= Your assignment =
Looking at the data below, count the lines that contain the string "logic". Write only the total.

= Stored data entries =
PR #388, opened 2022-11-15
Engine-V2-compatible exponential DA minter.

jakerockland:
This PR introduces a exponential DA minter that is compatible with the current existing V2 Engine (PBAB/PRTNR) contracts.

---

In addition to the necessary "migration changes" to make this compatible with V2 contracts, this minter also notably allows for the state of the start-price and end-price of the auction being the same (for use in "fixed price mode") which is not enabled on the minter-suite compatible variant (due to this not being necessary in a post-minter-suite world).

---

Diff between this new Engine-V2 compatible minter and the V3-suite variant it is forked from: https://www.diffchecker.com/jiU8B5ml/

---

Note: additional test coverage has been added for this new minter via `GenArt721CoreV2_EngineDAMinter_Integration`; however, this new test suite is intended to only cover cases that are not covered by the V3-suite variant test coverage (which is quite comprehensive) which namely means covering the updated payment splitting logic flow, the "fixed price mode" flow, and the misc. ACL-check differences, but not the core-automated-DA logic itself which is unchanged. 

This trade-off is made in the interest of time given the good test coverage for `MinterDAExpV3` and given that this V2-variant is only intended to be something we maintain/deploy for a limited amount of time until the V3-Engine contracts are ready.


contracts/PBAB+Collabs/GenArt721MinterDAExp_PBAB.sol
```diff
@@ -0,0 +1,584 @@
...
+ *
+ * @dev Note that while this minter makes use of `block.timestamp` and it is
+ * technically possible that this value is manipulated by block producers, such
+ * manipulation will not have material impact on the price values of this minter
+ * given the business practices for how pricing is congfigured for this minter
+ * and that variations on the order of less than a minute should not
+ * meaningfully impact price given the minimum allowable price decay rate that
+ * this minter intends to support.
+ */
+contract GenArt721MinterDAExp_PBAB is ReentrancyGuard {
```
ryley-o, line 49: WDYT about calling this `MinterDAExpEngineV0`? - The GenArt721 prefix is something we dropped off of our minter suite to simplify the naming, and I think probably makes sense to do the same here (also applies to file name and `minterType` constant below)

contracts/PBAB+Collabs/GenArt721MinterDAExp_PBAB.sol
```diff
@@ -0,0 +1,582 @@
...
+     * @dev this enables gas reduction after maxInvocations have been reached -
+     * core contracts shall still enforce a maxInvocation check during mint.
+     * @dev function is intentionally not gated to any specific access control;
+     * it only syncs a local state variable to the core contract's state.
+     */
+    function setProjectMaxInvocations(uint256 _projectId) external {
+        uint256 maxInvocations;
+        (, maxInvocations, , , , ) = genArtCoreContract.projectStateData(
+            _projectId
+        );
```
ryley-o, line 148: IIUC, `projectStateData` is not available on PBAB core, so this needs to be updated

contracts/PBAB+Collabs/GenArt721MinterDAExp_PBAB.sol
```diff
@@ -0,0 +1,582 @@
...
+                uint256 artblocksRevenue_,
+                address payable artblocksAddress_,
+                uint256 artistRevenue_,
+                address payable artistAddress_,
+                uint256 additionalPayeePrimaryRevenue_,
+                address payable additionalPayeePrimaryAddress_
+            ) = genArtCoreContract.getPrimaryRevenueSplits(
+                    _projectId,
+                    _currentPriceInWei
+                );
```
ryley-o, line 466: This function does not exist on the PBAB core, so new logic will be needed here. Additionally, this function needs to handle payment to an additional fourth address, the render provider.

contracts/PBAB+Collabs/GenArt721MinterDAExp_PBAB.sol
```diff
@@ -0,0 +1,582 @@
...
+     * @dev Note that it is intentionally supported here that the configured
+     * price may be explicitly set to `0`.
+     */
+    function setAuctionDetails(
+        uint256 _projectId,
+        uint256 _auctionTimestampStart,
+        uint256 _priceDecayHalfLifeSeconds,
+        uint256 _startPrice,
+        uint256 _basePrice
+    ) external onlyArtist(_projectId) {
```
ryley-o, line 287: we should add a modifier `onlyValidProjectId(_projectId)`, same as what we have on our `MinterFilterV1.setMinterForProject` function.
This is because:
- PBAB core does not check for valid project ID when setting an artist address on a project (e.g. could set a future project's artist address by mistake)
- If this function does not check for a valid project ID, an auction could be configured before a project is created, resulting in a dangerous and unexpected state

ryley-o (commented):
Looking good overall - Overall this is a relatively simple port.
Left a few comments for you!

jakerockland:
Closing this out as we do not intend to use this anymore, per conversation with @cooper-temple, and it is likely that we will never want to use this given V3 Engine contract plans, and given some early-stage thinking around things along the lines of https://github.com/ArtBlocks/artblocks-contracts/issues/389

contracts/PBAB+Collabs/GenArt721MinterDAExp_PBAB.sol
```diff
@@ -0,0 +1,584 @@
...
+        require(
+            genArtCoreContract.adminACLAllowed(
+                msg.sender,
+                address(this),
+                _selector
+            ),
+            "Only Core AdminACL allowed"
+        );
+        _;
+    }
```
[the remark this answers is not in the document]
jakerockland: TY 🙏 👑 – updated!

contracts/PBAB+Collabs/GenArt721MinterDAExp_PBAB.sol
```diff
@@ -0,0 +1,584 @@
...
+    );
+
+    /// Core contract address this minter interacts with
+    address public immutable genArt721CoreAddress;
+
+    /// This contract handles cores with interface IV3
+    IGenArt721CoreV2_PBAB private immutable genArtCoreContract;
+
+    /// minterType for this minter
+    string public constant minterType = "GenArt721MinterDAExp_PBAB";
```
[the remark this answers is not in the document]
jakerockland: No strong opinion from me on the naming here. That SGTM!

contracts/PBAB+Collabs/GenArt721MinterDAExp_PBAB.sol
jakerockland: My inclination would be to keep the file naming the same as it is now in the PR, just for consistency with the other 2 V2-Engine compatible minters, but it SGTM to update the `minterType`. 

That said, thinking about it more, I say we just remove the `minterType` altogether actually, as we don't intend for this minter to be mintersuite compatible anyway.

Screenshot 2023-01-12 at 5 46 18 PM

Given that we're going to be writing a new set of minters to be compatible with a V3-engine-plus-minter-suite world, I think backwards consistency for now in these V2-compatible minters makes sense (as we'll be archiving them all anyway by the EOQ).

WDYT ser? @ryley-o

contracts/PBAB+Collabs/GenArt721MinterDAExp_PBAB.sol
jakerockland: Will do ser – will resolve this comment when updated.

contracts/PBAB+Collabs/GenArt721MinterDAExp_PBAB.sol
jakerockland: Will do ser – will resolve this comment when updated.

contracts/PBAB+Collabs/GenArt721MinterDAExp_PBAB.sol
jakerockland: Will do ser – will resolve this comment when updated.

contracts/PBAB+Collabs/GenArt721MinterDAExp_PBAB.sol
ryley-o: yep that makes sense ser 👍 🙏

jakerockland: Rad–thank you for confirming ser. :)

contracts/PBAB+Collabs/GenArt721MinterDAExp_PBAB.sol
```diff
@@ -0,0 +1,584 @@
...
+    );
+
+    /// Auction details cleared for project `projectId`.
+    event ResetAuctionDetails(uint256 indexed projectId);
+
+    /// Maximum and minimum allowed price decay half lifes updated.
+    event AuctionHalfLifeRangeSecondsUpdated(
+        uint256 _minimumPriceDecayHalfLifeSeconds,
+        uint256 _maximumPriceDecayHalfLifeSeconds
+    );
```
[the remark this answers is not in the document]
ryley-o: As you pointed out, since this is a one-off minter for V2 core, keeping the events in the contract vs. interface may actually cause the least amount of code-bloat here. 🙏 resolving this

contracts/PBAB+Collabs/GenArt721MinterDAExp_PBAB.sol
jakerockland: Done in https://github.com/ArtBlocks/artblocks-contracts/pull/388/commits/006ed711985aef8704fc1d82ced5f39f08024eb6

Have updated both this auction configuration setter, and the reset method, to both use this type of modifier.

Thank you for flagging ser! 🙏

contracts/PBAB+Collabs/GenArt721MinterDAExp_PBAB.sol
jakerockland: I've revamped the implementation here to adjust the payment-splitting logic to use minter-internalized owner address/percentage in the same way that `GenArt721Minter_PBAB` does. All set now 💜 (still need to add tests, but will do so separately).

contracts/PBAB+Collabs/GenArt721MinterDAExp_PBAB.sol
jakerockland: I've updated this now :) 

(tests are still a TODO, my next step)

contracts/engine/GenArt721MinterDAExp_PBAB.sol
```diff
@@ -0,0 +1,611 @@
...
+        // move parameters to memory if used more than once
+        uint256 _timestampStart = uint256(_projectConfig.timestampStart);
+        uint256 _priceDecayHalfLifeSeconds = uint256(
+            _projectConfig.priceDecayHalfLifeSeconds
+        );
+        uint256 _basePrice = _projectConfig.basePrice;
+
+        require(block.timestamp > _timestampStart, "Auction not yet started");
+        require(_priceDecayHalfLifeSeconds > 0, "Only configured auctions");
+        uint256 decayedPrice = _projectConfig.startPrice;
```
ryley-o, line 537: if we think this minter might be ~commonly used as a "fixed price" minter via setting start price == end price, I would recommend a short-circuit to avoid some math (ga$) by
```solidity
// pseudo-code
if (startPrice == basePrice) {
    return basePrice;
}
// else calc price as usual
...
```

ryley-o:
overall this is looking good to me!

contracts/engine/GenArt721MinterDAExp_PBAB.sol
jakerockland: Good call, saves a lil gas and is also nice and readable (and will be covered by the updated tests noted above). Updating now.

jakerockland: Actually... it appears that this increases gas costs when we do:

```
        // Return early if configured in "fixed price mode" for gas efficiency
        if (_projectConfig.startPrice == _projectConfig.basePrice) {
            return _projectConfig.basePrice;
        }
``` 

While it is slightly more idiomatic, I think it is fine to just let this fall through as it would otherwise, but PLMK if I'm overlooking here.

Screenshot 2023-01-19 at 6 48 46 PM

jakerockland:
@ryley-o this is now ready for review – note that I'll include deployment script details in a follow-on PR.

contracts/engine/GenArt721MinterDAExp_PBAB.sol
ryley-o:
```
// Return early if configured in "fixed price mode" for gas efficiency
        if (_basePrice == _decayedPrice) {
            return _projectConfig.basePrice;
        }
```

ryley-o: (might be better names we could use 😅)

jakerockland: All set! :) Done!

contracts/engine/GenArt721MinterDAExp_PBAB.sol
```diff
@@ -0,0 +1,611 @@
...
+        _;
+    }
+
+    /**
+     * @notice Initializes contract to be integrated with
+     * Art Blocks core contract at address `_genArt721Address`.
+     * @param _genArt721Address Art Blocks core contract address for
+     * which this contract will be a minter.
+     */
+    constructor(address _genArt721Address) ReentrancyGuard() {
```
ryley-o, line 136: optional nit: guard preventing zero address as input parameter could be added

contracts/engine/GenArt721MinterDAExp_PBAB.sol
```diff
@@ -0,0 +1,611 @@
...
+     * @dev function is intentionally not gated to any specific access control;
+     * it only syncs a local state variable to the core contract's state.
+     */
+    function setProjectMaxInvocations(uint256 _projectId) external {
+        uint256 maxInvocations;
+        (, , , maxInvocations, , , , , ) = genArtCoreContract.projectTokenInfo(
+            _projectId
+        );
+        // update storage with results
+        projectConfig[_projectId].maxInvocations = uint24(maxInvocations);
```
ryley-o, line 177: I think we want the following for PBAB minter, since core max invocations may be increased (see `GenArt721Minter_PBAB.sol`:
```
        uint256 maxInvocations;
        uint256 invocations;
        (, , invocations, maxInvocations, , , , , ) = genArtCoreContract
            .projectTokenInfo(_projectId);
        // update storage with results
        projectMaxInvocations[_projectId] = maxInvocations;
        // update locally stored project max invocations has been reached
        projectConfig[_projectId].maxHasBeenInvoked = (invocations == maxInvocations)
```

we also gate this function to core whitelisted on the current PBAB minter, but I don't see a major reason to add that gate (since max invocations is ultimately controlled by the core, and this is just a "sync" to that value).

ryley-o (commented):
partial review

contracts/engine/GenArt721MinterDAExp_PBAB.sol
jakerockland: Updating logic here to:

```
    function setProjectMaxInvocations(uint256 _projectId) external {
        uint256 maxInvocations;
        uint256 invocations;
        (, , invocations, maxInvocations, , , , , ) = genArtCoreContract.projectTokenInfo(
            _projectId
        );
        // update storage with results
        projectConfig[_projectId].maxInvocations = uint24(maxInvocations);
        if (invocations < maxInvocations) {
            projectConfig[_projectId].maxHasBeenInvoked = false;
        }
    }
    ```

ryley-o (approved):

contracts/engine/GenArt721MinterDAExp_PBAB.sol
jakerockland: Ack. Not doing this for now as this is a dev-x ask and we don't plan to deploy this minter for long.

= Task response =
4